Haqqani argues that the ambiguities in the demand for Pakistan were intended to rally the diverse Muslim community in undivided India in both Muslim minority provinces (where support for Mr Jinnah and the Muslim League was strongest) and Muslim majority provinces (where the opposite held true). But after Independence, Mr Jinnah’s successors chose to continue relying on Islamic sentiment if not religious nationalism.

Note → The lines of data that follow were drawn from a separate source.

PR #9848, opened 2024-06-18
[IMP] eCommerce: update digital files section + remove screenshots al…

masp-odoo:
…ignment

task:3997287


masp-odoo:
@masp-odoo il faut changer la version pour 17.2 + 17.3 + Master (task à part pour Master). 
17.0 + 17.1 sont identiques.

auva-odoo (changes requested):
Dear @masp-odoo, here's my review after testing this more extensively. We should also definitely wait for feedback before we finalize this of course!
Also, I don't think we need to mention the MRP field in 17.2 + 17.3; it's not there unless Manufacturing is installed so shouldn't be mentioned here :slightly_smiling_face: 

Also, side note, but ideally, we try to keep the PR title under 50 characters if possible, could you please change it? Thank you!

auva-odoo:
Will be addressed in the ongoing restructure of the Products page; closing this for better management.

PR #9945, opened 2024-06-25
[IMP] website: translations

Donapi:
[taskid-3617120](https://www.odoo.com/odoo/project.task/project.task/3617120?cids=1)
Changes in V17


content/applications/websites/website/configuration/translate.rst
```diff
@@ -2,101 +2,111 @@
...
-#. Click :guilabel:`Save`.
+.. tip::
+  Once the desired language is installed, you can translate some items from the backend (e.g., the
+  :guilabel:`product’s name` in the product template). To do so, click :guilabel:`EN` next to the
+  text you want to translate and add the translation.
+
+Block customization per language
+--------------------------------
+
+You can hide content (such as images or videos) that can not be translated. To do so,
```
auva-odoo, line 105:
```suggestion
You can hide content (such as images or videos, for example) depending on the language. To do so:
```
it's not just content that cannot be translated, for example, you could decide to hide an entire block just because the content doesn't apply for a language, or any other reason.

content/applications/websites/website/configuration/translate.rst
```diff
@@ -2,101 +2,111 @@
...
+To replace the original text with the translation, click the block, edit its contents, and save.
 
-#. Click :guilabel:`Save`.
+.. tip::
+  Once the desired language is installed, you can translate some items from the backend (e.g., the
+  :guilabel:`product’s name` in the product template). To do so, click :guilabel:`EN` next to the
+  text you want to translate and add the translation.
+
+Block customization per language
+--------------------------------
```
auva-odoo, line 103: - I would not call this section "Block customization" since you can't really customize the block based on the language, you can just hide/show it (like you explained directly below).
- Also, from 17.0, you could just refer to the "Conditional visibility" section in the Building blocks doc and then just keep the last bullet point in your list if you want ("Go to languages to configure ..." - you'll probably need to change it a little bit so it fits the text).

auva-odoo (changes requested):
Hi @Donapi thank you for updating this documentation, there were indeed some major things missing from it. I explained everything in my comment on line 16, but I force-pushed some changes to the section from "Add languages" until "Default language". Before you make any changes based on my review on your local branch, **don't forget to do a git pull** so your local branch will be updated with the changes I pushed. 
As usual, don't hesitate if there's anything you want to discuss or if you have any questions :slightly_smiling_face: Thank you!

auva-odoo (approved):
Thank you for your work @Donapi! I pushed some minor changes (remove capital letters, etc.), I hope you don't mind!

Just a quick note: from version 17.0, you can’t add languages from the language selector (see the tip on lines 26-29) so you might need to make some updates on the fw-port branch :slightly_smiling_face: 

@robodoo r+

PR #9820, opened 2024-06-14
[IMP] accounting/l10n: tell users to install l10n_fr_invoice_addr

sovi-odoo:
In Odoo 15.0, an extra module is necessary to conform to the french legislation. This will tell users to install it.

task-3856826

**Community PR:** odoo/odoo#162458

Forward up to 15.4

PR #10025, opened 2024-07-02
[IMP] accounting/l10n: tell users to install l10n_fr_invoice_addr

sovi-odoo:
In Odoo 15.0, an extra module is necessary to conform to the french legislation. This will tell users to install it.

This is a forward port of odoo/documentation#9820

task-3856826

Forward up to 17.3


dade-odoo (approved):
Thanks for the update :)

AntoineVDV:
@robodoo r+ up to saas-17.3

PR #10028, opened 2024-07-02
[IMP] loca: Kenya menu update

toaa-odoo:
Menus moved around since last PR. This updates it.

taskid-4028177


auva-odoo (approved):
Thank you @toaa-odoo ! I pushed a few changes; you can r+ if you're okay with them.
@robodoo delegate+

toaa-odoo:
@robodoo r+

PR #10065, opened 2024-07-03
[IMP] CRM: Inactive lost leads

pabr-odoo:
Task: https://www.odoo.com/odoo/my-tasks/4013046

Adding as small note admonition explaining how to mark an inactive lead as lost.

### DIFF
--- a/content/applications/sales/crm/pipeline/lost_opportunities.rst
+++ b/content/applications/sales/crm/pipeline/lost_opportunities.rst
@@ -45,6 +45,10 @@ corner of the opportunity.
    :align: center
    :alt: A lost opportunity with the lost banner added.
 
+.. note::
+   To mark an *inactive* (archived) opportunity as lost, set the :guilabel:`Probability` field to
+   `0` percent.
+
 .. _crm/lost-reasons:
 
 Create/edit lost reasons


pabr-odoo:
Hey @StraubCreative tagging you in for first review on this small addition when you get the chance. Thanks!

content/applications/sales/crm/pipeline/lost_opportunities.rst
```diff
@@ -45,6 +45,12 @@ corner of the opportunity.
    :align: center
    :alt: A lost opportunity with the lost banner added.
 
+.. note::
+   Only *active* opportunities can be marked as *Won* or *Lost*.
+
+   To mark an *inactive* opportunity as lost, first set the probability of the opportunity to 0%.
+   The :guilabel:`Lost` button can now be used to mark the opportunity as lost.
+
```
StraubCreative, line 53: >    Only *active* opportunities can be marked as *Won* or *Lost*.

Just confirmed in runbot— I don't think this is true, as I was able to mark an inactive lead as Lost.

>    The :guilabel:`Lost` button can now be used to mark the opportunity as lost.

The **Lost** button will only appear again if the opp is unarchived. Setting the prob % to 0 automatically marks it as lost.

```suggestion
   To mark an *inactive* (archived) opportunity as lost, set the :guilabel:`Probability` field to `0` percent.
```

StraubCreative (changes requested):
Hi @pabr-odoo 
Quick suggestion for you below, can you confirm please?
If correct, let's make any necessary changes and then we can pass to tech review, ty!

StraubCreative (approved):
LGTM! 
@samueljlieber you're up for quick tech review, thanks!

samueljlieber (approved):
Thanks for this quick improvement PR @pabr-odoo, looks good to me 👍
..
@robodoo r+

PR #10074, opened 2024-07-04
[FIX] german localization: Fixed broken GoBD link

dade-odoo:
If merged, this commit will replace the broken GoBD link with the correct link.

task ID: 4034487


auva-odoo (approved):
@robodoo r+

auva-odoo:
@robodoo retry

PR #10142, opened 2024-07-09
[IMP] Field_Service: add product to a task

guga-odoo:
taskid-4043214


content/applications/services/field_service/product_management.rst
```diff
@@ -1,10 +1,30 @@
+==================
+Product management
+==================
+
+When field service workers perform on-site, they commonly use products for the service. Odoo’s
+**Field Service** app allows them to record the products they’re using. Doing so keeps your
+inventory up-to-date in real-time and automatically adds these products to the invoice.
```
auva-odoo, line 7:
```suggestion
When field service workers perform tasks on-site, they commonly use products to complete their work. Odoo
Field Service allows them to record these products. Doing so keeps your
inventory up-to-date in real-time and automatically adds the products to the invoice.
```
- to avoid repetitions (use/they're using)
- we usually mention the app either on its own (Field Service) or you can also have Odoo + name of the app, without the possessive form (check out the POS or Accounting doc for reference). You can also have "app" somewhere in there (especially if you want to say "Open the xxx app") but in this case it's not necessary. Bold is also optional for app names (including "Odoo" in this case), but you can keep it if you want.
- Since this is the introduction to the doc page, I think it might be helpful to add a little something about the User default warehous, maybe? Maybe we could move part of the introduction that's under the User dfault warehouse heading here somewhere? I'm not sure, let's discuss this!

content/applications/services/field_service/product_management.rst
```diff
@@ -1,10 +1,30 @@
...
+
+Add products to a task
 ======================
```
auva-odoo, line 10: - This might be a question for @zulu-odoo since this was her suggestion, but she mentioned the term "product catalog" in the discord discussion. Is this was is commonly used to refer to this feature? Should we use/mention it somewhere in here?
- I think that you need to enable the Time and Material Invoicing setting to be able to use this feature so, depending on Zuza's answer to my question above, we might want to do something like this:

Product catalog
============

To enable the product catalog, go to :menuselection:`Field Service --> Configuration --> Settings` and enable the :guilabel:`Time and Material Invoicing` feature.

To add products to a task, proceed as follows:

(then keep your steps below)

auva-odoo (changes requested):
Hello there @guga-odoo thank you for giving so much love to the Field Service documentation. I added a few comments and suggestions in my review :slightly_smiling_face: Also:
- I think we could find a more accurate PR title for this (and remove the space after "Field", yes, that's clearly nitpicking, I'm sorry!) so that it mentions *what* you changed in the doc instead (e.g., Add products to field service tasks or Product catalog for field service tasks, etc.)
- Usually when list items include full sentences, we add a period at the end.
As usual, let me know if you have any questions or if there's anything you want to discuss :slightly_smiling_face: Thank you!

content/applications/services/field_service/product_management.rst
```diff
@@ -1,10 +1,30 @@
...
+
+#. Go to :guilabel:`Field Service`
+#. Select a task
+#. Click the :guilabel:`Products` Smart Button
+#. Click a product card to add it to your task. You can click anywhere on the card to add the
```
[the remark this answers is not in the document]
guga-odoo:
```suggestion
#. Click :guilabel:`Add` on a product card to add it to your task.
```

I agree that the user interface is a little weird. I wouldn't be surprised if they improved it one day by keeping the Add button and removing the option to click anywhere else. I've made a suggestion in that regard, what do you think?

auva-odoo:
@robodoo r+

auva-odoo (approved):

auva-odoo:
@robodoo retry

PR #10341, opened 2024-07-25
[IMP] website: landing page

masp-odoo:
taskID-3710109

### DIFF
--- a/content/applications/websites/website.rst
+++ b/content/applications/websites/website.rst
@@ -1,16 +1,49 @@
 :nosearch:
 :show-content:
 :hide-page-toc:
-:show-toc:
 
 =======
 Website
 =======
 
-Discover the best **Open-Source Website Builder** and learn how to build beautiful websites that
-convert visitors into leads or revenues.
+**Odoo Website** offers a user-friendly platform for creating and managing your website. It includes
+various tools and features to help you design, publish, and maintain web pages without needing
+advanced technical skills. You can easily customize layouts, add multimedia content, and integrate
+with other Odoo apps to expand your website's functionality.
 
-.. important::
+.. cards::
+
+   .. card:: Web design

This evolved into a persecution narrative that still holds sway today and feeds richly into conspiracy theories (of which there is a veritable moveable feast in Pakistan). The outcome of paranoid attitudes could not but produce the kind of volatile, semi-authoritarian national security state that Pakistan became. The defensive attitude of Pakistanis to all criticism flowers as extreme indignation, as though there are enemies (real and imagined) behind every bush and under every bed just waiting to destroy Pakistan. These stances militate against debate on alternative paths but also end up denying the deficiencies of the state.
Finally, Haqqani poses the theorem that a different, less paranoid, more objective approach to our history and subsequent developments after Independence could help change the way Pakistanis imagine their nation-state (rooted as this is in false consciousness) and help change reality rather than remain permanently bogged down in denial.
A contradiction in terms, Pakistan remains a dysfunctional, insecure nuclear-armed state that needs to be reimagined if its people’s future is to be put on the path of betterment. While this argument of Haqqani’s is rational and valid, he may have missed an important development in Pakistan in recent years because of his absence abroad. That development is the crisis in, if not death of, imagination in Pakistani society (honourable exceptions notwithstanding). Is reimagination, a desirable goal, possible in the face of this intellectual moribundity?